А я ночами, закрыв глаза, пробовал свои возможности – как они там? Существуют ли еще? Слушаются ли меня в новом теле? Все оказалось в порядке – и есть, и слушаются как миленькие. Вот сейчас я мягко так, ненавязчиво, попросил Костю-сапера перевернуться на другой бок, а то его храпом можно немцев целыми взводами глушить, как ударной волной от взрыва сотки. Только телепортацию тут трудно пока проверить. Кроме кабины самолета и этой самой палаты, я в этом мире еще ничего и не видел. Так что скакать покуда некуда. Сидим ждем.
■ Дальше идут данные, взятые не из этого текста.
PR #1707, opened 2024-03-11
Rewrite ABI class

hainest:
This makes it much easier to understand what is actually happening and corresponds to the concepts in the respective ABI standards.

### DIFF
--- a/dataflowAPI/h/ABI.h
+++ b/dataflowAPI/h/ABI.h
@@ -65,33 +65,6 @@ class ABI{
     DATAFLOW_EXPORT static ABI* getABI(int addr_width);
     DATAFLOW_EXPORT bitArray getBitArray();
  private:
-    static dyn_tls bitArray* callRead_;
-    static dyn_tls bitArray* callRead64_;
-
-    static dyn_tls bitArray* callWritten_;
-    static dyn_tls bitArray* callWritten64_;
-
-    static dyn_tls bitArray* returnRead_;
-    static dyn_tls bitArray* returnRead64_;
-
-    static dyn_tls bitArray* returnRegs_;
-    static dyn_tls bitArray* returnRegs64_;
-
-    static dyn_tls bitArray* callParam_;
-    static dyn_tls bitArray* callParam64_;
-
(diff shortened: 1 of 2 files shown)


hainest:
No test regressions.

kupsch (commented):
I would suggest changes to these variable names. They are names from the point of view of liveness analysis and would be easier to grasp if they were all from the point of view of the function.  Something like the following and a corresponding `syscall*` set.

Variables:

- `callParamRegs` - registers used to pass parameters to a function
- `callReturnRegs` - registers used to return parameters from a function
- `callPreservedRegs` - registers whose value is preserved on function return
- `callUnpreservedRegs` - registers that a function may overwrite
- `callGlobalRegs` - registers that act as global variable by the ABI/runtime system that are possibly read & written in the function and are valid after a function such as `%rsp`, `%rip` and `%fs`. This makes it so liveness and other analysis has correct values for these registers as these registers are always live/defined/...  

Invariants:

- `callPreservedRegs == ~callUnpreservedRegs` (one should be defined in terms of the other)
- `callReturnRegs & CallUnpreservedRegs == callReturnRegs` (return regs are all unpreserved)

Function return values:

- `getCallReadRegisters` returns `callParams | globalRegs` (registers that may contain meaningful values to the function)
- `getCallWrittenRegisters` returns `callUnpreservedRegs | globalRegs` (registers that a function may overwrite)
- `getReturnReadRegisters` returns `callReturnRegs | callPreservedRegs | globalRegs` (registers that may have a meaningful value after a function returns)
- `getCallParameterRegisters` return `callParamRegs`
- `getReturnRegisters` returns `callReturnRegs`

hainest:
>     * `callPreservedRegs` - registers whose value is preserved on function return

All of the ABI docs refer to these as callee-saved, so I think we should use that label for consistency.

>     * `callUnpreservedRegs` - registers that a function may overwrite

Since this is invariant to ~callUnpreservedRegs, I didn't list it explicitly.

hainest:
Subsumed by #1712.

А утром я отловил Пахомыча.
– Слушай, Пахомыч, а где мои документы и оружие?
– Так вас, товарищ младший лейтенант, безоружного привезли. Наверное, комендантские пистолет забрали. А документы в канцелярии, выдадут при выписке. Планшетка была, так ее вашему комиссару передали. Комбинезон ваш на тряпки пошел, рваный и в крови весь был, одного сапога не было – то ли в воздухе слетел, то ли в Волге остался. Вот и все.
– Ладно, Пахомыч, понял, что голый я и босый, как новорожденный. Штаны-то хоть дадите? Ну и хорошо. А сейчас сделай-ка ты мне вот что… Винтовочную пулю найдешь? Хорошо. Вода у вас волжская? Ну да, понятное дело, и земля, стало быть, сталинградская. Значит, так…
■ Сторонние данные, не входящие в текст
PR #1965, opened 2025-06-26
CMake: update detection of static libraries

hainest:
Since we require CMake >= v3.14.0, then we can use CMAKE_REQUIRED_LINK_OPTIONS. Update names to follow standard conventions.

### DIFF
--- a/cmake/Modules/DyninstLinkProperties.cmake
+++ b/cmake/Modules/DyninstLinkProperties.cmake
@@ -1,15 +1,29 @@
 include_guard(GLOBAL)
 
-include(CheckCSourceCompiles)
-include(CheckCXXSourceCompiles)
+include(CheckCCompilerFlag)
+include(CheckCXXCompilerFlag)
 
 # Check if the CMAKE_<LANG>_COMPILER supports static linking
-set(_CMAKE_REQUIRED_LIBRARIES_BAK ${CMAKE_REQUIRED_LIBRARIES})
-set(CMAKE_REQUIRED_LIBRARIES "-static")
 
-set(_src_code "int main(){ return 0; }")
+# gcc and clang both use '-static', but allow for other compilers
+set(_possible_static_flags "-static")
 
-check_c_source_compiles("${_src_code}" DYNINST_C_STATIC_LINK)
-check_cxx_source_compiles("${_src_code}" DYNINST_CXX_STATIC_LINK)
+foreach(_flag ${_possible_static_flags})
+  set(_saved_link_opts ${CMAKE_REQUIRED_LINK_OPTIONS})
 
-set(CMAKE_REQUIRED_LIBRARIES ${_CMAKE_REQUIRED_LIBRARIES_BAK})
+  set(CMAKE_REQUIRED_LINK_OPTIONS "${_flag}")
+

Вчера это было. А сегодня и понадобилось. Ведь как знал, как чуял. Ближе к вечеру Пахомыч, напряженно улыбаясь, как-то бочком просеменил к моей койке, нагнулся и прошептал: «Товарищ младший лейтенант, за вами пришли…»
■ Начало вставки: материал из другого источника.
PR #1966, opened 2025-07-12
Add RISC-V Specific Elf Section Parsing

wxrdnx:
I've added code that parses the `.riscv_attribute` section.
This section contains RISC-V sepcific meta information like which extensions the binary support, stack alignment size, and whether it allows unaligned memory access.

### DIFF
--- a/symtabAPI/src/Object-elf.C
+++ b/symtabAPI/src/Object-elf.C
@@ -4327,7 +4327,7 @@ bool ObjectELF::parse_attrs(const char *attr_string,
                 return false;
             }
             int attr_end = curr + attr_size - 1;
-            curr += sizeof(int);
+            curr += sizeof(attr_size);
 
             // Parse all attribute data in the attribute
             while (curr < attr_end) {


wxrdnx:
I added the `ABI-BREAKER` tag to prevent the libabigail test case from running

symtabAPI/src/Object-elf.C
```diff
@@ -4184,3 +4203,167 @@ bool ObjectELF::getRegValueAtFrame(Dyninst::Address pc, Dyninst::MachRegister re
...
+            uint64_t tag = *p++;
+            uint32_t size;
+            memcpy(&size, p, 4);
+
+            if (size > attr_len) {
+                create_printf("%s[%d]:  Bad subsection length (%u > %u)\n", FILE__, __LINE__, size, attr_len);
+                return false;
+            }
+            if (size < 6) {
+                create_printf("%s[%d]:  Bad subsection length (%u < 6)\n", FILE__, __LINE__, size);
```
kupsch: missing `return false;`?

symtabAPI/src/Object-elf.C
```diff
@@ -4184,3 +4203,167 @@ bool ObjectELF::getRegValueAtFrame(Dyninst::Address pc, Dyninst::MachRegister re
...
+    }
+    return true;
+}
+
+void ObjectELF::get_riscv_extensions() {
+    // Obtain information from .riscv.attributes
+    if (!riscv_attrs.empty() && riscv_attrs.find(Tag_RISCV_arch) != riscv_attrs.end()) {
+        std::string arch_string = riscv_attrs[Tag_RISCV_arch].sval;
+
+        std::regex ext_regex(R"(([a-z0-9]+)(\d+)p(\d+))");
```
wxrdnx: @hainest 
Do you think using regex to parse the RISC-V extension string is a good idea?
Or would a manual parsing approach be better?

wxrdnx:
@hainest @kupsch 
I have removed the regex and created a struct for RISC-V attributes
I think this PR can be reviewed. Thanks.

symtabAPI/src/Object-elf.C
```diff
@@ -52,6 +52,8 @@
 
 #include "Object-elf.h"
 
+#include <regex>
```
bbiiggppiigg: If regex is no longer used, consider remove this?

symtabAPI/src/Object.C
```diff
@@ -297,16 +297,16 @@ DYNINST_EXPORT Object::~Object()
...
-   data_ptr_(0), data_off_(0), data_len_(0),
-   code_vldS_(0), code_vldE_(0),
-   data_vldS_(0), data_vldE_(0),
-   loader_off_(0), loader_len_(0),
-   is_aout_(false), is_dynamic_(false),
-   has_error(false), is_static_binary_(false),
-   no_of_sections_(0), no_of_symbols_(0),
-  deferredParse(false), parsedAllLineInfo(false), err_func_(err_func), addressWidth_nbytes(4),
-  associated_symtab(st), file_format_(FileFormat::Unknown)
+    code_ptr_(0), code_off_(0), code_len_(0),
```
bbiiggppiigg: Revert white space only change

symtabAPI/src/Object.h
```diff
@@ -41,11 +41,13 @@
  * header files.
 ************************************************************************/
 
+
 // trace data streams
 #include <iosfwd>
 #include <utility>
 #include <string>
 #include <vector>
+#include <unordered_set>
```
bbiiggppiigg: why is this included?

symtabAPI/src/Object-elf.C
wxrdnx: Ok, removed

symtabAPI/src/Object.C
wxrdnx: Ok, reverted

symtabAPI/src/Object.h
wxrdnx: Ok, removed

hainest:
Has this been rebased to include #2007? If so, would it make sense to add it to the list of codegen architectures (https://github.com/dyninst/dyninst/blob/master/.github/workflows/codegen-cross-build.yaml#L65)?

wxrdnx:
> Has this been rebased to include #2007? If so, would it make sense to add it to the list of codegen architectures (https://github.com/dyninst/dyninst/blob/master/.github/workflows/codegen-cross-build.yaml#L65)?

@hainest 
It makes sense to add RISC-V to the list of codegen architectures.
However, Dyninst currently does not compile for RISC-V codegen because some code (mainly `#ifdef`s) has not yet been merged into the master branch.
I can try creating another PR to make the compilation work

hainest:
> > Has this been rebased to include #2007? If so, would it make sense to add it to the list of codegen architectures (https://github.com/dyninst/dyninst/blob/master/.github/workflows/codegen-cross-build.yaml#L65)?
> 
> @hainest It makes sense to add RISC-V to the list of codegen architectures. However, Dyninst currently does not compile for RISC-V codegen because some code (mainly `#ifdef`s) has not yet been merged into the master branch. I can try creating another PR to make the compilation work

I think taking an incremental approach like what is happening with the amdgpu work is best. Do you have a branch ready for doing code generation?

wxrdnx:
> > > Has this been rebased to include #2007? If so, would it make sense to add it to the list of codegen architectures (https://github.com/dyninst/dyninst/blob/master/.github/workflows/codegen-cross-build.yaml#L65)?
> > 
> > 
> > @hainest It makes sense to add RISC-V to the list of codegen architectures. However, Dyninst currently does not compile for RISC-V codegen because some code (mainly `#ifdef`s) has not yet been merged into the master branch. I can try creating another PR to make the compilation work
> 
> I think taking an incremental approach like what is happening with the amdgpu work is best. Do you have a branch ready for doing code generation?

@hainest 
I don't have a separate branch for codegen, but it is in the `angushe/riscv` branch (the main RISC-V branch).
My current thought is that I can create another PR containing the backbone necessary for compilation. Does that work for you?

symtabAPI/src/Object-elf.C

Приехали! Пришли за мной, надо же! Кто пришел-то? Пошли поглядим. Пахомыч подал мне жуткого коричневого цвета бесформенный халат, костыль и помог проскакать между тесно стоящих коек. В коридоре госпиталя он придержал меня за руку и глазами показал на третий этаж. В каком-то кабинете без таблички на двери меня ждал пожилой майор. То, что это майор, я и сам знал – две шпалы, а вот его петлицы мне были незнакомы. Темно-зеленые петлицы с красным кантом, эмблема – щит с двумя мечами. Военная прокуратура, что ли? Ладно, поглядим, что дальше будет.